Where the word "QueryExpression" occurs in a line of the listing, please copy the line.

+ + + + + + +

Issue #14469, opened 2020-04-17
Named windows and non-aggregate window functions


ndm2:
This is a (multiple allowed):

* [ ] bug
* [x] enhancement
* [x] feature-discussion (RFC)

* CakePHP Version: 4.x

---------------------------------

Continuation from https://github.com/cakephp/cakephp/issues/14080

Seeing the first implementation of window function support, I'm wondering whether there are any plans for adding support for [**named windows**](https://dev.mysql.com/doc/refman/8.0/en/window-functions-named-windows.html)? Looking at the current state, it would probably not possible to implement without breaking changes.

To be able to implement named window usage, it would need to be possible to generate `OVER` clauses like `OVER window_name` and `OVER (window_name further_window_spec_clauses...)`, and it it would need to be possible to generate a window specification without an over clause, so that it can fit in the `WINDOW` clause, like `WINDOW window_name AS (window_spec_clauses...)`.

Also would you share my concern that the fact that all window functions that the builder can create are implemented as `AggregateExpression`, could be a little misleading, and perhaps awkward to use, given that not all window functions actually are aggregate functions, like `RANK()`, `ROW_NUMBER()`, `LAG()`, `LEAD()`, etc...?

othercorey:
For named windows, I am not sure if we want to support extending the named window clause. That might be confusing interface for users who don't know there are special limitations. I think it would be minimal overhead for users to simply create the full window they want and name it.

Implementing named windows is something we would like to do.

othercorey:
For the concern about AggregateExpression being used for all window functions, we found this was a user-experience compromise.

We discussed creating separate FunctionsBuilder versions for aggregate functions/window functions, but found that to be confusing for the user. We would have to duplicate previous functions and enforce that the user call the right builder.

For now, we chose to use a single FunctionsBuilder with an `aggregate()` helper. If we added a `window()` helper, that would feel more confusing than helpful as it suggests you can't use aggregate functions.

So, generally, while AggregateExpression might have options in the future that don't strictly belong to a handful of window functions, it seems like the least confusing compromise.

othercorey:
Named windows ended up being easier to implement with full support. Users can chain windows freely as long as their database supports it.

ndm2:
That's great news 👍

othercorey:
Added in https://github.com/cakephp/cakephp/pull/14536

PR #14536, opened 2020-05-02
4.1 - Added named window expression support

othercorey:
Closes https://github.com/cakephp/cakephp/issues/14469.

The interface change is small, but the sql generation for window expressions had to change a lot.

- WindowExpression no longer generates the `OVER` clause
- AggregateExpression generates the `OVER` clause
- WindowExpression only generates sql when there is more than a name.

Because `OVER` and `WINDOW` clauses render window expressions differently, `WindowExpression` provides an `isEmpty()` helper.

# OVER clause

`SELECT COUNT(*) OVER name`  is different than `SELECT COUNT(*) OVER (name)`

We always generate an empty window expression that has a name without `()`. Users will not expect the edge case of `OVER (name)`.

# WINDOW clause

`WINDOW name AS (other_name)` is the only allowed syntax.

We always generate window clauses inside `()`.

# Examples

```
$query
    ->select('sum' => $query->func()->sum('field')->over('second_window')->order('field2')
    ->window('first_window', new WindowExpression())
    ->window('second_window', function ($expr) {
        return $expr->setName('first_window');
    });
```

### DIFF
--- a/src/Database/Query.php
+++ b/src/Database/Query.php
@@ -21,6 +21,7 @@ use Cake\Database\Expression\OrderByExpression;
 use Cake\Database\Expression\OrderClauseExpression;
 use Cake\Database\Expression\QueryExpression;
 use Cake\Database\Expression\ValuesExpression;
+use Cake\Database\Expression\WindowExpression;
 use Cake\Database\Statement\CallbackStatement;
 use Closure;
 use InvalidArgumentException;
@@ -85,6 +86,7 @@ class Query implements ExpressionInterface, IteratorAggregate
         'where' => null,
         'group' => [],
         'having' => null,
+        'window' => [],
         'order' => null,
         'limit' => null,
         'offset' => null,
@@ -1324,6 +1326,35 @@ class Query implements ExpressionInterface, IteratorAggregate
     public function andHaving($conditions, $types = [])
     {
         $this->_conjugate('having', $conditions, 'AND', $types);
+
+        return $this;
+    }
+
+    /**
+     * Adds a named window expression.
+     *
+     * You are responsible for adding windows in the order your database requires.
+     *
+     * @param string $name Window name
+     * @param \Cake\Database\Expression\WindowExpression|\Closure $window Window expression
+     * @param bool $overwrite Clear all previous query window expressions
+     * @return $this
+     */
+    public function window(string $name, $window, bool $overwrite = false)
+    {
+        if ($overwrite) {
+            $this->_parts['window'] = [];
+        }
+
+        if ($window instanceof Closure) {
+            $window = $window(new WindowExpression(), $this);
+            if (!($window instanceof WindowExpression)) {
+                throw new RuntimeException('You must return a `WindowExpression` from closure passed to `window()`.');
+            }
+        }
+
+        $this->_parts['window'][] = ['name' => $name, 'window' => $window];
+        $this->_dirty();
 
         return $this;
     }
--- a/src/Database/QueryCompiler.php
+++ b/src/Database/QueryCompiler.php
@@ -51,7 +51,7 @@ class QueryCompiler
      * @var array
      */
     protected $_selectParts = [
-        'select', 'from', 'join', 'where', 'group', 'having', 'order', 'limit',
+        'select', 'from', 'join', 'where', 'group', 'having', 'window', 'order', 'limit',
         'offset', 'union', 'epilog',
     ];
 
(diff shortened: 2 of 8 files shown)


src/Database/Query.php
```diff
@@ -1328,6 +1330,29 @@ public function andHaving($conditions, $types = [])
...
+     *
+     * If the window exprssion is copying from an existing window name, the
+     * target window expression must be added to the query first.
+     *
+     * @param string $name Window name
+     * @param \Cake\Database\Expression\WindowExpression $window Window expression
+     * @param bool $overwrite Clear all previous query window expressions
+     * @return $this
+     */
+    public function window(string $name, WindowExpression $window, bool $overwrite = false)
```
ndm2, line 1344: Any chance for closure support for `$window`, similar to the other query builder methods, so we could do stuff like:

```php
->window('win', function (Query $query) {
    return (new WindowExpression())
        ->partition($query->func()->foo([$query->identifier('bar')])); 
})
```

It would also give me one more reason to ask for expression support for frame bound offsets 😉

othercorey: I can add closure support, but as your example shows we'll have to break with the convention of passing a `QueryExpression`.

othercorey: Maybe we should add `WindowExpression::setName()` and pass the function a `new WindowExpression()` instance similar to how other builders pass an expression and expect it in return.

I was avoiding `->setName('other_window')->partition()` because I thought it looked odd.

ndm2: Oh I just omitted that by accident :) But I also wouldn't have a problem with it not being passed, one can always easily do `$query->newExpr()`.

othercorey: But `QueryExpression` has no use here. We'd need to pass a `WindowExpression` instance which they could return.

ndm2: You mean like this?

```php
->window(function (WindowExpression $window) {
    return $window->setName('win') ...
})
```

I guess that could work, it's similar enough to how you get expression objects in other methods.

othercorey: That's what I'm implementing. You're free to construct your own expression of course, but want a consistent experience.

ndm2: Ok, now I have to think about whether that might make sense for CTEs too :)

othercorey: That's true -- but CTE is awkward because the name is required, but I suppose you can create an invalid expression in other builders that accept a closure.

othercorey: This is the wrong place -- but while I'm thinking about it, we can just have: `->with('name', $cte)` which accepts either closure or expression. That would solve the awkwardness.

src/Database/Query.php
```diff
@@ -1328,6 +1330,32 @@ public function andHaving($conditions, $types = [])
...
+     * @return $this
+     */
+    public function window(string $name, $window, bool $overwrite = false)
+    {
+        if ($overwrite) {
+            $this->_parts['window'] = [];
+        }
+
+        if ($window instanceof Closure) {
+            $window = $window(new WindowExpression(), $this);
```
markstory, line 1350: We should raise an error when the closure doesn't return a windowexpression.

src/Database/QueryCompiler.php
```diff
@@ -270,6 +270,29 @@ protected function _buildJoinPart(array $parts, Query $query, ValueBinder $gener
...
+     * @param array $parts List of windows to be transformed to string
+     * @param \Cake\Database\Query $query The query that is being compiled
+     * @param \Cake\Database\ValueBinder $generator the placeholder generator to be used in expressions
+     * @return string
+     */
+    protected function _buildWindowPart(array $parts, Query $query, ValueBinder $generator): string
+    {
+        $windows = [];
+        foreach ($parts as $window) {
+            $expr = $window['window'];
```
markstory, line 285: Should this also have a runtime check to ensure we don't have a fatal error/type error on the method calls?

src/Database/Query.php
othercorey: I didn't see other builders do this. Is that something we should change or does it happen elsewhere?

src/Database/QueryCompiler.php
othercorey: If we add a type check in `Query::window()` we shouldn't need one here.

src/Database/Query.php
markstory: Association `queryBuilder` callbacks raise a `RuntimeException` if the callback does not return a Query instance.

+ + + + + + +

● **RESULT OF THE TASK**
 use Cake\Database\Expression\QueryExpression;
othercorey: I can add closure support, but as your example shows we'll have to break with the convention of passing a `QueryExpression`.
othercorey: But `QueryExpression` has no use here. We'd need to pass a `WindowExpression` instance which they could return.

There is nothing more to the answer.